Later this week there was a mayonnaise jar with a cancerous uterus floating inside it that is perched on the orderlies’ desk in the maternity ward. It sat above the charts for the newborns that lie side by side, waiting to be read through and signed by the attending. It looks more like a naked, twisted cassava root than a womb. Apparently, as someone randomly came in and told us in clinic, it and the woman it was once a part of are wanted in pathology. I also saw my first instance of soda in a baby’s bottle. I had been on the look-out for it since Audra had mentioned it was common practice but this was my first real sighting. There really is no question why half the children who come through the clinic have brown teeth rotting slowly in their gums.

As part of her introduction to the clinic, we took Dr. Stephanie to the “country bar” in Coxen Hole, one of Dr. Charles’ favorite haunts. A piece of cardboard taped up above the women’s toilet reads, “VORNING,” then a little space before the line, “Don’t do no dope in the toilet.” Then it said the same thing again, slightly more formally, in Spanish.
For all the tearing asunder from their rightful places that goes on in the hospital of organs, food and waste products, there was one reunion story this week. When I first came to the clinic, Leonel, in his infinite optimism, taped up the vaccination record card that Jennifer Suoza Flores had left behind. “She might come back for it someday,” he said. For weeks it sat square in the middle of my field of vision when I looked just above the computer monitor. Then finally, I go to call the next patient in for triaging and who was it but Jennifer Suoza Flores herself. If this were a made-for-tv movie, my handing back the scrap of paper would have been in slow-motion, with grandiose music in the background.

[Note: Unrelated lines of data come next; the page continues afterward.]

PR #412, opened 2020-11-25
DEX-986 Fix status code on error while deleting order book

ngadiyak:


dex/src/main/scala/com/wavesplatform/dex/api/http/entities/MatcherResponse.scala
```diff
@@ -85,7 +85,7 @@ case class OrderCancelRejected(error: MatcherError) extends MatcherResponse(C.Ba
 case object InvalidSignature extends MatcherResponse(C.BadRequest, error.RequestInvalidSignature)
 case class NotImplemented(error: MatcherError) extends MatcherResponse(C.NotImplemented, error)
 case class CanNotPersist(error: MatcherError) extends MatcherResponse(C.ServiceUnavailable, error)
-case class OrderBookUnavailable(error: MatcherError) extends MatcherResponse(C.ServiceUnavailable, error)
+case class OrderBookUnavailable(error: MatcherError) extends MatcherResponse(C.BadRequest, error)
```
vsuharnikov, line 88: `OrderBookUnavailable` is used not only when we are trying to delete an order book, e.g. it was stopped by internal reasons and we can't start it. In these cases `ServiceUnavailable` is appropriate. See usages of `OrderBookUnavailable`.

So I think we need:
1. A new class, or just use `SimpleErrorResponse` with `BadRequest`
2. Use it only for order book deletion (see `MatcherActor`)

dex/src/main/scala/com/wavesplatform/dex/error/MatcherError.scala
```diff
@@ -84,7 +84,7 @@ case class OrderBookBroken(theAssetPair: AssetPair)
       orderBook,
       commonEntity,
       broken,
-      e"The order book for ${Symbol("assetPair") -> theAssetPair} is unavailable, please contact with the administrator"
+      e"The order book for ${Symbol("assetPair") -> theAssetPair} has been deleted or does not exist"
```
vsuharnikov, line 87: Here too. We need a new class, e.g. `OrderBookNotFound` with `orderBook, commonEntity, notFound` trio

vsuharnikov (changes requested):

PR #413, opened 2020-11-25
DEX-973 Order history route tests

ngadiyak:


dex/src/main/scala/com/wavesplatform/dex/api/http/entities/HttpSuccessfulDeleteHistory.scala
```diff
@@ -0,0 +1,48 @@
...
+import com.wavesplatform.dex.domain.order.Order
+import io.swagger.annotations.{ApiModel, ApiModelProperty}
+import play.api.libs.json.{Json, OFormat}
+
+
+@ApiModel(
+  description = "Successful deletion message. Can be HttpSuccessfulDeleteHistory",
+  subTypes = Array(
+    classOf[HttpSuccessfulSingleCancel],
+    classOf[HttpSuccessfulBatchCancel]
```
vsuharnikov, line 12: It looks like the `subTypes` are incorrect. Do they?

dex/src/main/scala/com/wavesplatform/dex/api/http/entities/HttpSuccessfulDeleteHistory.scala
```diff
@@ -0,0 +1,48 @@
...
+  )
+)
+class HttpSuccessfulDelete {
```
vsuharnikov, line 15: If we have such class, we could use it in Swagger docs? Now I see:
```scala
response = classOf[HttpMessage]
```
for `def deleteHistory`

vsuharnikov (changes requested):

dex/src/main/scala/com/wavesplatform/dex/api/http/entities/HttpSuccessfulDeleteHistory.scala
ngadiyak: incorrect, yes

dex/src/main/scala/com/wavesplatform/dex/api/http/entities/HttpSuccessfulDeleteHistory.scala
ngadiyak: ok

vsuharnikov (approved):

Things growing where they shouldn’t seemed to be the theme of the day: one case of hair fungus, where a young boy of seven had a huge round bald spot towards the back of the right side of his head, and of course the usual parade of worms and intestinal parasites although made more noteworthy this time by one of the mothers saying that although she hadn’t noticed anything abnormal in her kid’s stool, they had traveled north instead of south; he had been chewing on ascaris worms the night before. In addition, the past two days have featured several repeat customers. Hep A kid came back, looking healthier and the probable malaria twins returned, too, although only one of the almost identically named identical twins’ malaria smears came back positive. But malaria tests are like fishing; you keep casting your line out until you reel in the result you want.